*

  • eski makinalı tarım öncesi zamanlarda harman dövmek, yani hasadın son aşaması son derece zorluydu. patoz, traktör olmadığından diplerinde çakmak taşı döşeli dövenleri hazırlayacaksın, bunu münasip şekilde çekecek çift öküzün, kara saban çiftçiliğinden ötürü hazır sayılır. bazen de kısrakları, atları kullanman gerekir, onlarla harman dövmeye ise çatma deniyor: bir, iki at değil dört, beş tanesi, belki daha fazlası örgütlü şekilde sapın, samanın üstünde koşturuluyor. birbirlerine iplerle uygun mesafede bağlı olduklarından çatılıdırlar, o yüzden de o tip işlem çatma oluyor. burada basbayağı atların nallarından, ayaklarından, ağırlıklarından yararlanılıyor.
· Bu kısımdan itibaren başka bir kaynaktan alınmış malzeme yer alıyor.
PR #2709, opened 2021-02-04
Change TraceFlags to be a class, expose all helpers on the class itself.

bogdandrutu:


jkwatson:
I like this option. Having a class to wrap up the functionality is a good thing, and in this case, since we don't allocate anything extra per request, it's a very good option. 

👍

api/all/src/main/java/io/opentelemetry/api/trace/TraceFlags.java
```diff
@@ -8,47 +8,128 @@
...
+   *
+   * @return the lowercase hex (base16) representation of the {@code TraceFlags} with the sampling
+   *     flag bit on.
+   */
+  public static TraceFlags getSampled() {
+    return SAMPLED;
+  }
+
+  /** Extract the lowercase hex (base16) representation of the {@code TraceFlags} from a buffer. */
+  public static TraceFlags fromBuffer(CharSequence src, int srcOffset) {
```
bogdandrutu, line 61: Should this be `fromHex`?

api/all/src/main/java/io/opentelemetry/api/trace/TraceFlags.java
```diff
@@ -8,47 +8,128 @@
...
- * {@link Span spans}. These determine features such as whether a {@code Span} should be traced. It
- * is implemented as a bitmask.
+ * Helper methods for dealing with trace flags options. A valid trace flags is a 2 character
+ * lowercase hex (base16) String.
+ *
+ * <p>These options are propagated to all child {@link Span spans}. These determine features such as
+ * whether a {@code Span} should be traced. It is implemented as a bitmask.
  */
 @Immutable
 public final class TraceFlags {
```
anuraaga, line 18: @trask Will this prevent the interface bridging of `SpanContext` being a class? I guess so since we wouldn't be able to use the covariant return type.

@bogdandrutu Can we make this an interface and move everything into `ImmutableTraceFlags` class?

bogdandrutu: Don't see a problem with that

bogdandrutu: Can I do it in the next PR to limit the size? Or I can do it here if you really need it atomically.

anuraaga: Nah follow up is fine

api/all/src/main/java/io/opentelemetry/api/trace/SpanContext.java
```diff
@@ -36,14 +36,14 @@ static SpanContext getInvalid() {
   /**
    * Creates a new {@code SpanContext} with the given identifiers and options.
    *
-   * @param traceIdHex the trace identifier of the span context.
-   * @param spanIdHex the span identifier of the span context.
-   * @param traceFlags the byte representation of the {@link TraceFlags}
-   * @param traceState the trace state for the span context.
+   * @param traceIdHex the trace identifier of the {@code SpanContext}.
```
anuraaga, line 39: `{@link` everywhere in this PR

api/all/src/main/java/io/opentelemetry/api/trace/TraceFlags.java
```diff
@@ -8,47 +8,128 @@
...
 
 /**
- * Helper methods for dealing with trace flags options. These options are propagated to all child
- * {@link Span spans}. These determine features such as whether a {@code Span} should be traced. It
- * is implemented as a bitmask.
+ * Helper methods for dealing with trace flags options. A valid trace flags is a 2 character
+ * lowercase hex (base16) String.
+ *
+ * <p>These options are propagated to all child {@link Span spans}. These determine features such as
+ * whether a {@code Span} should be traced. It is implemented as a bitmask.
```
anuraaga, line 15:
```suggestion
 * whether a {@code Span} should be traced.
```

Don't think we need implementation detail here (it wasn't so clear to me either way)

anuraaga (approved):
I think all the `@code` can and should be `@link` but otherwise LGTM

carlosalberto (approved):

jkwatson (approved):
There are a few lingering outstanding questions/comments on this. This is the last breaking change before RC2, so let's get it over the finish line, including the conversion to an interface in a follow-up PR.

api/all/src/main/java/io/opentelemetry/api/trace/SpanContext.java
bogdandrutu: Done.

api/all/src/main/java/io/opentelemetry/api/trace/TraceFlags.java
bogdandrutu: Done.

PR #2716, opened 2021-02-05
Make TraceFlags interface to allow agent to re-implement it

bogdandrutu:

### DIFF
--- a/api/all/src/main/java/io/opentelemetry/api/trace/SpanContext.java
+++ b/api/all/src/main/java/io/opentelemetry/api/trace/SpanContext.java
@@ -30,7 +30,7 @@ public interface SpanContext {
    * @return the invalid {@code SpanContext}.
    */
   static SpanContext getInvalid() {
-    return ImmutableSpanContext.getInvalid();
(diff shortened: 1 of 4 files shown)


carlosalberto (approved):

api/all/src/main/java/io/opentelemetry/api/trace/SpanContext.java
```diff
@@ -30,7 +30,7 @@
    * @return the invalid {@code SpanContext}.
    */
   static SpanContext getInvalid() {
-    return ImmutableSpanContext.getInvalid();
+    return ImmutableSpanContext.INVALID;
```
jkwatson, line 33: looks like this change snuck in here. I'm ok with it since it's not changing any APIs.

jkwatson (approved):
👍

api/all/src/main/java/io/opentelemetry/api/trace/SpanContext.java
bogdandrutu: I made it for consistency with accessing the variables directly as I did in this PR

Issue #2719, opened 2021-02-05
SpanContext does not respect the specification contract


bogdandrutu:
Right now the `SpanContext` API says:

```java
  /**
   * Returns the trace identifier associated with this {@link SpanContext} as 32 character lowercase
   * hex String.
   *
   * @return the trace identifier associated with this {@link SpanContext} as lowercase hex.
   */
  String getTraceId();

  /**
   * Returns the span identifier associated with this {@link SpanContext} as 16 character lowercase
   * hex String.
   *
   * @return the span identifier associated with this {@link SpanContext} as 16 character lowercase
   *     hex (base16) String.
   */
  String getSpanId();
```

This is the contract that we offer to the users, which we do not enforce in the public constructor:

```java
SpanContext spanContext = SpanContext.create("foo", "bar", TraceFlags.getDefault(), TraceState.getDefault());
System.out.println(spanContext.getTraceId());  // THIS WILL NOT PRINT 32 lowercase hex.
System.out.println(spanContext.getTraceIdBytes());  // this will throw an exception
```

There may be callers that rely on the returned string to be `32 character lowercase hex String` and we cannot break them, so we need to validate the input received in the `create` method: either during creation or just before returning the value but we MUST validate the input.

jkwatson:
let's try to get this tightened up by 1.0.0, if at all possible.

jkwatson:
When we do this, we can remove the extra validation in our propagators, so we don't double-validate.

bogdandrutu:
@jkwatson only if we do it in factory method otherwise still needs to happen because the specification for propagator is to not change Context if input is invalid

bogdandrutu:
See https://github.com/open-telemetry/opentelemetry-specification/pull/1403/files that actually was crafted when I was looking at this problem :)

jkwatson:
> @jkwatson only if we do it in factory method otherwise still needs to happen because the specification for propagator is to not change Context if input is invalid

Just saying that the propagator can ask the SpanContext if it's valid after creating and choose to return the original, rather than asking about the individual pieces, then asking again after it's been created.

bogdandrutu:
@jkwatson indeed, good point. As long as we do respect the specs there we are good to do that as well :)

PR #2721, opened 2021-02-05
Consistent name for Trace/Span ids getters with the specification

bogdandrutu:

See https://github.com/open-telemetry/opentelemetry-specification/blob/main/specification/trace/api.md#retrieving-the-traceid-and-spanid

Not breaking change since methods were just renamed anyway.

There is one more advantage to this, if we ever want to add back the wrapper classes for Trace/Span id we will be able to have nice getters. Related to https://github.com/open-telemetry/opentelemetry-java/issues/2719 and the fact that we may have to add the wrappers to avoid multiple validations, this does not mean that we will do it that way but leaves the option open.


jkwatson (approved):
Not opposed, since this is already broken, but let's get to stable real quick so we can cut a RC release ASAP.

anuraaga (approved):

PR #93, opened 2020-12-29
feat: LoginModal

nicosantangelo:
# ⚠️ 
@cazala should this be a major release?
We're changing the way the SignInPage works (besides adding the new LoginModal Component), there's no longer a single way to connect your wallet


cazala (approved):
Awesome 🚀 the code is looking great, but let's add a `BREAKING CHANGE: <reason>` comment to at least 1 commit message so semantic-release can pick it up and make a major release, since we changed the way the `enableWalletRequest` action works.

src/modules/translation/defaults/en.json
```diff
@@ -44,6 +44,18 @@
         "mobile": "You can use mobile browsers such as {coinbase_link} or {imtoken_link}.",
```
nicosantangelo, line 44: You think we should update these options? the sign in page still reads 
```json
"desktop": "You can use the {metamask_link} extension or a hardware wallet like {ledger_nano_link}.",
```
@cazala

cazala: good catch, i think we could update it to something like `You can use the {metamask_link} extension, a hardware wallet like {ledger_nano_link} or login using your email account via {fortmatic_link}.` wdyt?

PR #98, opened 2021-01-28
feat: expose pristine provider

nachomazzara:
Expose the provider connected with `dcl-connect`. It is not trivial for the user to import  `connection` from `decentraland-connect`.


nicosantangelo (approved):
LGTM

PR #103, opened 2021-02-10
feat: mana L2

cazala:
Adds matic L2 to the wallet module and connects the new UserMenu

This is still using a release candidate version of `decentraland-ui`


src/containers/UserMenu/UserMenu.container.ts
```diff
@@ -0,0 +1,61 @@
...
+    hasActivity: getTransactions(state, address || '').some(tx =>
+      isPending(tx.status)
+    ),
+    hasTranslations: isEnabled(state)
+  }
+}
+
+const mapDispatch = (dispatch: MapDispatch): MapDispatchProps => ({
+  onSignIn: () => dispatch(disconnectWallet()),
+  onSignOut: () => dispatch(connectWalletRequest())
```
nicosantangelo, line 44: I these two are flipped!
Also, should the sign in action be an enable/login modal?

src/lib/graph.ts
```diff
@@ -0,0 +1,34 @@
...
+  query: string,
+  retryDelay = 500,
+  retryAttempts = 10
+) {
+  try {
+    const result: { data: T } = await fetch(url, {
+      method: 'post',
+      headers: { 'Content-Type': 'application/json' },
+      body: JSON.stringify({
+        query
```
nicosantangelo, line 12: I think you're stringifying a string!

src/containers/UserMenu/UserMenu.container.ts
cazala: Fixed! I also removed the mapping to the onSignIn, since actually many things could happen there, most of our dapps just take you to a `/sign-in` page for example. But it's not very important since we don't do the sign in via this component (we just use it once the user is already signed in). The actual sign in button that users click is the one thats part of the Navbar component

src/lib/graph.ts
cazala: mm i'm stringifying an object with a `query` string inside, or are you saying something else?

nicosantangelo (approved):

PR #118, opened 2021-03-08
feat: refresh wallet balances

cazala:
Also this PR removes the `balance` from `NetworkData` to avoid using Infura.

### DIFF
--- a/src/modules/wallet/reducer.ts
+++ b/src/modules/wallet/reducer.ts
@@ -59,40 +59,49 @@ export function walletReducer(
   action: WalletReducerAction
 ): WalletState {
   switch (action.type) {
-    case CONNECT_WALLET_REQUEST:
+    case FETCH_WALLET_REQUEST:
+    case ENABLE_WALLET_REQUEST:
+    case CONNECT_WALLET_REQUEST: {
       return {
         ...state,
         loading: loadingReducer(state.loading, action)
       }
-    case CONNECT_WALLET_SUCCESS:
+    }
+
+    case FETCH_WALLET_SUCCESS:
+    case CONNECT_WALLET_SUCCESS: {
       return {
         ...state,
         loading: loadingReducer(state.loading, action),
         error: null,
         data: action.payload.wallet
       }
-    case CONNECT_WALLET_FAILURE:
+    }
+
+    case FETCH_WALLET_FAILURE:
+    case CONNECT_WALLET_FAILURE: {
       return {
         ...state,
         loading: loadingReducer(state.loading, action)
       }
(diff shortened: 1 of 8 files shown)


src/modules/wallet/reducer.ts
```diff
@@ -98,6 +107,25 @@ export function walletReducer(
...
+      return {
+        ...state,
+        loading: loadingReducer(state.loading, action)
+      }
+    }
+    case FETCH_WALLET_SUCCESS: {
+      return {
+        ...state,
+        loading: loadingReducer(state.loading, action),
+        data: action.payload.wallet
```
nachomazzara, line 120: Should we need to clean `error`? If so, Can we move this with `ENABLE_WALLET_SUCCESS` ?

src/modules/wallet/reducer.ts
```diff
@@ -98,6 +107,25 @@ export function walletReducer(
         data: null
       }
     }
+    case FETCH_WALLET_REQUEST: {
```
nachomazzara, line 110: Is it possible to move all the `_REQUEST`  to the same case?

```
case CONNECT_WALLET_REQUEST
case ENABLE_WALLET_REQUEST
case FETCH_WALLET_REQUEST:
```

src/modules/wallet/reducer.ts
```diff
@@ -98,6 +107,25 @@ export function walletReducer(
...
+      return {
+        ...state,
+        loading: loadingReducer(state.loading, action),
+        data: action.payload.wallet
+      }
+    }
+    case FETCH_WALLET_FAILURE: {
+      return {
+        ...state,
+        loading: loadingReducer(state.loading, action)
```
nachomazzara, line 126: Should we need to return the `error` here? If so, Can we move this with `ENABLE_WALLET_FAILURE`?

nachomazzara (changes requested):
Looks good

src/modules/wallet/reducer.ts
cazala: the `error` is not populated nor cleaned by `CONNECT_WALLET_FAILURE` either, the reason is otherwise you would see an error as soon as you arrive to the login page. The only one that produces an error is `ENABLE_WALLET_FAILURE` because that one is not expected to failed, on the other hand `CONNECT_WALLET_FAILURE` is expected to happen when the app boots and you don't have a wallet connected, which just means you need to sign in.

src/modules/wallet/reducer.ts
cazala: Nope, explained above.

nachomazzara (approved):

PR #129, opened 2021-04-09
Feat: Modal when the user is connected in a wrong network.

### LINKED ISSUE #127: Display a message when the user is in a wrong network
If the user is at .io the network should be `ropsten`, `goerli` or `mumbai`
If the user is at `.stg` or `.org` the network should be `mainnet` or `matic`

malaniz:
Feat: Modal when the user is connected in a wrong network.
img-7VGumr_000

Closes #127

### DIFF
--- a/src/containers/Navbar/Navbar.types.tsx
+++ b/src/containers/Navbar/Navbar.types.tsx
@@ -1,6 +1,13 @@
 import { ChainId } from '@dcl/schemas'
 import { NavbarProps as NavbarComponentProps } from 'decentraland-ui'
 
+export declare type WrongNetworkModalI18N = {
+  wrongNetwork: {
+    header: React.ReactNode
+    message: React.ReactNode
+  }
+}
+
 export type NavbarProps = NavbarComponentProps & {
   chainId: ChainId | undefined
   hasTranslations?: boolean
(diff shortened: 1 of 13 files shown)


src/modules/translation/defaults/en.json
```diff
@@ -31,6 +31,10 @@
         "builder": "Builder",
         "events": "Events",
         "dao": "DAO"
+      },
+      "wrongNetwork": {
+        "header": "Wrong Network",
+        "message": "You need to be connected to {expectedChainName} Network to use this app, but you are currently connected to {currentChainName} Network."
```
nicosantangelo, line 37:
```suggestion
        "message": "You need to be connected to the {expectedChainName} Network to use this app, but you are currently connected to {currentChainName}."
```

src/containers/Navbar/Navbar.types.tsx
```diff
@@ -1,12 +1,26 @@
+import { ChainId } from '@dcl/schemas'
 import { NavbarProps as NavbarComponentProps } from 'decentraland-ui'
 
+export declare type WrongNetworkModalI18N = {
```
nicosantangelo, line 4:
```suggestion
export type WrongNetworkModalI18N = {
```

nicosantangelo (changes requested):
I understand that we're using the base components from decentraland-UI but we still need to adjust margins and paddings a bit

image

nachomazzara (approved):

PR #139, opened 2021-05-12
feat: allow for contractNames to be explicitly supplied

nicosantangelo:


src/modules/authorization/sagas.ts
```diff
@@ -165,11 +167,26 @@ async function changeAuthorization(
...
+      try {
+        contract = getContract(
+          getContractName(tokenAddress.toString()),
+          chainId
+        )
+      } catch (error) {
+        // We're defaulting to the ERC721CollectionV2 contract here as a last resort only if the wallet is trying to set approval for all of an ERC721 (which a collection wearable is)
+        // This is handling all of our use cases at the moment, and has virtually no downside because the transaction will fail regardless if the token contract address wasn't a collection.
+        // A more robust implementation is needed if we are going to support different kinds of ERC721 approvals
+        if (authorization.type === AuthorizationType.APPROVAL) {
```
nachomazzara, line 180: I'm imaging a use case that is not too crazy to happen: 

- If for some reason we need to deploy a new collection implementation because of a feature/vulnerability we will also need to remember to change this.

How much it cost to do something that solves this too?

nachomazzara (changes requested):

cazala (approved):

PR #151, opened 2021-06-02
feat(Authorization): configure meta-tx server url

cazala:
Added a `createAuthorizationSaga` function that accepts an optional configuration object `{ metaTransactionServerUrl?: string }` that allows to configure the `serverUrl` parameter of the `sendMetaTransaction` method used internally by the `authorization` module. The `authorizationSaga` is still exported with a non-configured meta transaction server. I figured is not needed for dapps that only run on Ethereum, but in case we want to make it mandatory to configure it we can remove that exported saga or replace it with a function that throws (that would require a major release instead of a minor one).

### DIFF
--- a/README.md
+++ b/README.md
@@ -578,11 +578,16 @@ export const rootReducer = combineReducers({
 
 **Sagas**
 
-Add the `authorizationSaga` to the `rootSaga`:
+Use `createAuthorizationSaga` and add the returned saga to the `rootSaga`:
 
 ```ts
 import { all } from 'redux-saga/effects'
-import { authorizationSaga } from 'decentraland-dapps/dist/modules/authorization/sagas'
+import { createAuthorizationSaga } from 'decentraland-dapps/dist/modules/authorization/sagas'
+
+// if you are not going to use meta transactions you can skip the options or just import `authorizationSaga`
+const authorizationSaga = createAuthorizationSaga({
+  metaTransactionServerUrl: 'https://transactions-api.decentraland.io'
+})
 
 export function* rootSaga() {
   yield all([
--- a/README.md
+++ b/README.md
@@ -578,7 +578,7 @@ export const rootReducer = combineReducers({
 
 **Sagas**
 
-Use `createAuthorizationSaga` and add the returned saga to the `rootSaga`:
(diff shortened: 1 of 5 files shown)


README.md
```diff
@@ -578,11 +578,16 @@ export const rootReducer = combineReducers({
...
 
-Add the `authorizationSaga` to the `rootSaga`:
+Use `createAuthorizationSaga` and add the returned saga to the `rootSaga`:
 
 ```ts
 import { all } from 'redux-saga/effects'
-import { authorizationSaga } from 'decentraland-dapps/dist/modules/authorization/sagas'
+import { createAuthorizationSaga } from 'decentraland-dapps/dist/modules/authorization/sagas'
+
+// if you are not going to use meta transactions you can skip the options or just import `authorizationSaga`
```
nicosantangelo, line 587: Maybe we can put this above as part of the explanation? Maybe it's easy to miss here (not that anyone reads READMEs anyways :P)

src/modules/authorization/sagas.ts
```diff
@@ -30,147 +30,163 @@ import {
...
 import { Authorization, AuthorizationAction, AuthorizationType } from './types'
 
-export function* authorizationSaga() {
-  yield takeEvery(
-    FETCH_AUTHORIZATIONS_REQUEST,
-    handleFetchAuthorizationsRequest
-  )
-  yield takeEvery(GRANT_TOKEN_REQUEST, handleGrantTokenRequest)
-  yield takeEvery(REVOKE_TOKEN_REQUEST, handleRevokeTokenRequest)
+export type AuthorizationSagaOptions = {
```
nicosantangelo, line 33: To be consistent, what do you think about moving this to /types as we have on wallet?

nicosantangelo (commented):
Comment

src/modules/authorization/sagas.ts
cazala: aah i didn't notice that on the wallet module, I made it like this by looking at the `translation` module 🦆 I'll move both to `/types` to keep it consistent.

nicosantangelo: 🏌️‍♂️

README.md
cazala: done ✅

src/modules/authorization/sagas.ts
cazala: done ✅

nicosantangelo (approved):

    hadi harmanı dövdün, ondan sonra sapla samanı, daha doğrusu tene (tane) ile samanı ayırman gerekiyor. onun için işte yele, rüzgara muhtaçsın. yele doğru kürek veya yaba ile tüm karmayı beceriklice savuracaksın, meltemin tatlı esişi özgül ağırlıklarına göre yoğunlarla hafifleri, yani tane-samanı ayıracak. ortada seçilip kalan tane konisine de çeç denecek.

    harman işi öyle. düğünü ise köyde yıldırım nikahıyla veya nikah salonuyla atlatamazsın. illa sosyalleştirmek zorundasın. sosyalleşmesi için de kalabalığa, destek olanlara, katılanlara/konuklara, dedikodu yapacak, hatta eleştirecek olanlara gereksinim var. başlığı böyle atmışım ama sanki ses olarak düğün elle harman yelle kalıbını daha çok duymuşum gibime geliyor. giri başlığında önemli olanı sona koymaya kalkmış olabilirim. olsun ha kara hasan, ha arap hasan.
    ayrıca (bkz: düğüncüyü bozan okucu).